# High Performance Spark Queries with Databricks Delta
Databricks Delta extends Apache Spark to simplify data reliability and boost Spark's performance.

Building robust, high performance data pipelines can be difficult due to: _lack of indexing and statistics_, _data inconsistencies introduced by schema changes_ and _pipeline failures_, _and having to trade off between batch and stream processing_.

With Databricks Delta, data engineers can build reliable and fast data pipelines. Databricks Delta provides many benefits including:
* Faster query execution with indexing, statistics, and auto-caching support
* Data reliability with rich schema validation and rransactional guarantees
* Simplified data pipeline with flexible UPSERT support and unified Structured Streaming + batch processing on a single data source.

### Let's See How Databricks Delta Makes Spark Queries Faster!

In this example, we will see how Databricks Delta can optimize query performance.
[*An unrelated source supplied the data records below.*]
PR #424, opened 2020-10-28
Feature/ddo-validate

### LINKED ISSUE #400: Validate DDO before publish
Validate DDO before publish/update by:

- create a new function in src/metadatacache/MetadataCache.ts which calls aquarius's endpoint validateDDO
- update src/ocean/Assets.ts and alter create & updateMetadata functions to validate a DDO before publish/update
- have unit tests with bad DDO

0x3bfc:
closes #400


src/metadatacache/MetadataCache.ts
```diff
@@ -312,6 +312,19 @@ export class MetadataCache {
...
   }
 
+  /**
+   * Validate DDO.
+   * @param  {ddp} string DDO.
+   * @return {Promise<any>} Result (200 OK, 500 INVALID).
+   */
+  public async validate(ddo: DDO): Promise<any> {
+    return await this.fetch
+      .post(`${this.url}${apiPath}/validate`, JSON.stringify(ddo))
```
ssallam, line 322: The validate endpoint expects the metadata json not the whole DDO. Get the metadata service `ddo.service[0].attributes`

kremalicious: `ddo.findServiceByType('metadata)`. Never assuming the metadata service is the first service is safer.

kremalicious:
My main question would be: what is it validating? json structure? metadata structure? Plecos? This should be mentioned somewhere what exactly this validates.

src/metadatacache/MetadataCache.ts
0x3bfc: thanks for the feedback .. working on it.

src/metadatacache/MetadataCache.ts
```diff
@@ -218,6 +218,61 @@ export class MetadataCache {
...
 
   /**
+   * Edit Metadata for a DDO.
+   * @param  {did} string DID.
+   * @param  {newMetadata}  EditableMetadata Metadata fields & new values.
+   * @param  {String} updated Updated field of the DDO
+   * @param  {String} signature Signature using updated field to verify that the consumer has rights
+   * @return {Promise<String>} Result.
+   */
+  public async editMetadata(
```
kremalicious, line 228: so there has been a drastic change, this is now basically in `ocean.assets.editMetadata()` but it only does an object restructuring https://github.com/oceanprotocol/ocean.js/blob/main/src/ocean/Assets.ts#L253

and then the real update is done with `ocean.assets.updateMetadata()` https://github.com/oceanprotocol/ocean.js/blob/main/src/ocean/Assets.ts#L275

super confusing naming and all but if we want to validate anything it needs to happen over there

0x3bfc: >> if we want to validate anything it needs to happen over there

You mean in the `ocean.assets.updateMetadata()` ?

PR #441, opened 2020-11-06
logs/history speed optimizations

alexcos20:
pool logs/history should be much faster.

- added startBlock in the config, so we can narrow the blocks range searched
- lots of parallelization

### DIFF
--- a/src/balancer/OceanPool.ts
+++ b/src/balancer/OceanPool.ts
@@ -1,6 +1,6 @@
 import Web3 from 'web3'
 import { AbiItem } from 'web3-utils/types'
-import { TransactionReceipt } from 'web3-core'
+import { TransactionReceipt, Log } from 'web3-core'
 import { Pool } from './Pool'
 import { EventData, Filter } from 'web3-eth-contract'
 import BigNumber from 'bignumber.js'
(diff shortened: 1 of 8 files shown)


kremalicious:
testing this locally against local market and does not really load faster for me. But see the config changed so we might need to have more changes in react or market somewhere

alexcos20:
do you use a custom config or you are just calling getConfig('mainnet') ?

mihaisc:
The config is just passed to ocean lib in react, so no changes needed there

alexcos20:
@kremalicious @mihaisc - check this new improvement

mihaisc:
I get a lot of nulls from `tokens` , i added `if (tokens != null)` before `for`, not sure if this is ok.
 https://github.com/oceanprotocol/ocean.js/blob/1d717cb3b03b150d16bb684bd13a1d7bdafa55a6/src/balancer/OceanPool.ts#L174

mihaisc:
Isn't this redundant and costly, since in market at least we already know the dt address
https://github.com/oceanprotocol/ocean.js/blob/1d717cb3b03b150d16bb684bd13a1d7bdafa55a6/src/balancer/OceanPool.ts#L889

kremalicious:
This makes the loading time for the pool transactions table go from 4 min. down to 5 sec. for me. SHIP IT

sorcery

kremalicious (approved):

alexcos20:
have some worries that infura limits the number of requests to 10/s, so doing all that in parallel might brake something.

but let's try it :)

kremalicious:
so we have between 100-300 concurrent users at all times on the frontend during a typical day now. So we really should look into what happens when infura fails. Once we announce this, people will flock to their history page

mihaisc:
But these calls are made on client right? So it has no impact on our infura account

PR #448, opened 2020-11-11
update for purgatory

mihaisc:
Added `isInPurgatory` and `purgatoryData` to the DDO


src/ddo/DDO.ts
```diff
@@ -55,6 +56,10 @@ export class DDO {
 
   public price: BestPrice
 
+  public isInPurgatory: boolean
```
kremalicious, line 59: just checking, so every DDO will have this key by default, right?

mihaisc: that's what I'm thinking, if it's cached in aquarius it will have `isInPurgatory` `true` or `false` , while we can ignore setting `purgatoryData` if `false`

PR #455, opened 2020-11-16
fullfill promises

alexcos20:


kremalicious (approved):

src/balancer/OceanPool.ts
```diff
@@ -630,7 +631,7 @@ export class OceanPool extends Pool {
       this.logger.error('ERROR: OCEAN approve failed')
       return null
     }
-    return this.swapExactAmountIn(
+    const tx = this.swapExactAmountIn(
```
kremalicious, line 634: interesting that `this.swapExactAmountIn` does not need `await` to work in my local test

alexcos20: it should work, but never the less..

kremalicious: but typings say they are promises, so they should get an `await`

alexcos20: fun fact is that swapExactAmountIn returns a promise, so as long as you do await BuyDT, you are resolving the promise

mihaisc: same here, i can sell a dt, whilst on prod i can't

PR #462, opened 2020-11-18
Add Ocean.js CLI tool

alexcos20:
add cli on top of ocean.js

### DIFF
--- a/.eslintrc
+++ b/.eslintrc
@@ -8,7 +8,8 @@
     "project": [
       "./tsconfig.json",
       "./test/unit/tsconfig.json",
-      "./test/integration/tsconfig.json"
+      "./test/integration/tsconfig.json",
+      "./example/tsconfig.json"
     ]
   },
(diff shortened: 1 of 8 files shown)


0x3bfc (approved):
LGTM

kremalicious:
I would advise against merging it in this state. It will drag down the Maintainability score from a bad C to an even worse D on CodeClimate. And CodeClimate is right, it highly increases the amount of maintainability needed to keep the codebase just updated, with double the packages to maintain and update. How do we make sure to update the example on every code change? What tests are there to ensure the example works after code changes? How do external devs know their code changes do not break the example?

An example within this project should make use and import the files directly from the root project, without introducing a whole bunch of new dependencies only used for example. If the example is a CLI then well, maybe there should be a CLI repository and the example should be in there?

alexcos20:
do not merge or delete this, I'm going to move it to another repo

PR #468, opened 2020-11-23
Handle assets with low liquidity

mihaisc:
`isConsumable` is : 
- 'true' when pool/exchange created and enough datatokens are available ( can we check for exchange?)
- 'false' when pool/exchange created and not enough datatokens are avaialbe
- '' when pool/exchange not created


alexcos20 (approved):
lgtm

PR #493, opened 2020-12-09
CheckURL created.

mariacarmina:
Implemented a function which communicates through HTTP calls with the provider (with the checkURL endpoint) and returns the status fetched by the provider.


calina-c:
Duplicated by #483.

PR #531, opened 2021-01-08
Datokens: check cap before mint

### LINKED ISSUE #408: Datokens: check cap before mint and return an error if mintAmount>totalcap
in the current code, the transaction will fail

bogdanfazakas:
compared cap with amount entered to mint
if exceeds an error is thrown

closes #408

### DIFF
--- a/src/datatokens/Datatokens.ts
+++ b/src/datatokens/Datatokens.ts
@@ -176,15 +176,12 @@ export class DataTokens {
     })
     const capAvailble = await this.getCap(dataTokenAddress)
     if (parseFloat(capAvailble) >= parseFloat(amount)) {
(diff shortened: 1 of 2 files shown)


kremalicious:
should work™, bonus points if we could have a unit test for this maybe in https://github.com/oceanprotocol/ocean.js/blob/main/test/unit/Datatokens.test.ts

bogdanfazakas:
> should work™, bonus points if we could have a unit test for this maybe in https://github.com/oceanprotocol/ocean.js/blob/main/test/unit/Datatokens.test.ts, along the lines of `should fail when mint amount exceeds cap`

sure 👍   i'll take care of that.

kremalicious (approved):

PR #537, opened 2021-01-12
fix download for large files

mihaisc:
Fix for downloading large files in the market (browser).
There is no test for the new function because we would need another library to generate a document object and it would be used just in this isolated context.


alexcos20 (approved):
lgtm

PR #540, opened 2021-01-13
[WIP] Adds checkURL function to use provider endpoint.

### LINKED ISSUE #525: Add a function to check URL using the provider checkURL endpoint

We create a standard table using Parquet format and run a quick query to observe its latency. We then run a second query over the Databricks Delta version of the same table to see the performance difference between standard tables versus Databricks Delta tables. 

Simply follow these 4 steps below:
* __Step 1__ : Create a standard Parquet based table using data from US based flights schedule data
* __Step 2__ : Run a query to to calculate number of flights per month, per originating airport over a year
* __Step 3__ : Create the flights table using Databricks Delta and optimize the table.
* __Step 4__ : Rerun the query in Step 2 and observe the latency. 

__Note:__ _Throughout the example we will be building few tables with a 10s of million rows. Some of the operations may take a few minutes depending on your cluster configuration._

In [2]:
%fs rm -r /tmp/flights_parquet 

In [3]:
%fs rm -r /tmp/flights_delta

In [4]:
flights = spark.read.format("csv") \
  .option("header", "true") \
  .option("inferSchema", "true") \
  .load("/databricks-datasets/asa/airlines/2008.csv")

In [5]:
flights.write.format("parquet").mode("overwrite").partitionBy("Origin").save("/tmp/flights_parquet")

Once step 1 completes, the "flights" table contains details of US flights for a year. 

Next in Step 2, we run a query that get top 20 cities with highest monthly total flights on first day of week.

In [7]:
from pyspark.sql.functions import count

flights_parquet = spark.read.format("parquet").load("/tmp/flights_parquet")

display(flights_parquet.filter("DayOfWeek = 1").groupBy("Month","Origin").agg(count("*").alias("TotalFlights")).orderBy("TotalFlights", ascending=False).limit(20))

Month,Origin,TotalFlights
6,ATL,6046
3,ATL,6019
12,ATL,5800
9,ATL,5722
6,ORD,5241
3,ORD,5072
9,ORD,4931
7,ATL,4894
8,ATL,4821
4,ATL,4798


Once step 2 completes, you can observe the latency with the standard "flights_parquet" table. 

In step 3 and step 4, we do the same with a Databricks Delta table. This time, before running the query, we run the `OPTIMIZE` command with `ZORDER` to ensure data is optimized for faster retrieval.

In [9]:
flights.write.format("delta").mode("overwrite").partitionBy("Origin").save("/tmp/flights_delta")

In [10]:
display(spark.sql("DROP TABLE  IF EXISTS flights"))

display(spark.sql("CREATE TABLE flights USING DELTA LOCATION '/tmp/flights_delta'"))
                  
display(spark.sql("OPTIMIZE flights ZORDER BY (DayofWeek)"))

path
""


In [11]:
flights_delta = spark.read.format("delta").load("/tmp/flights_delta")

display(flights_delta.filter("DayOfWeek = 1").groupBy("Month","Origin").agg(count("*").alias("TotalFlights")).orderBy("TotalFlights", ascending=False).limit(20))

Month,Origin,TotalFlights
6,ATL,6046
3,ATL,6019
12,ATL,5800
9,ATL,5722
6,ORD,5241
3,ORD,5072
9,ORD,4931
7,ATL,4894
8,ATL,4821
4,ATL,4798


The query over the Databricks Delta table runs much faster after `OPTIMIZE` is run. How much faster the query runs can depend on the configuration of the cluster you are running on, however should be **5-10X** faster compared to the standard table.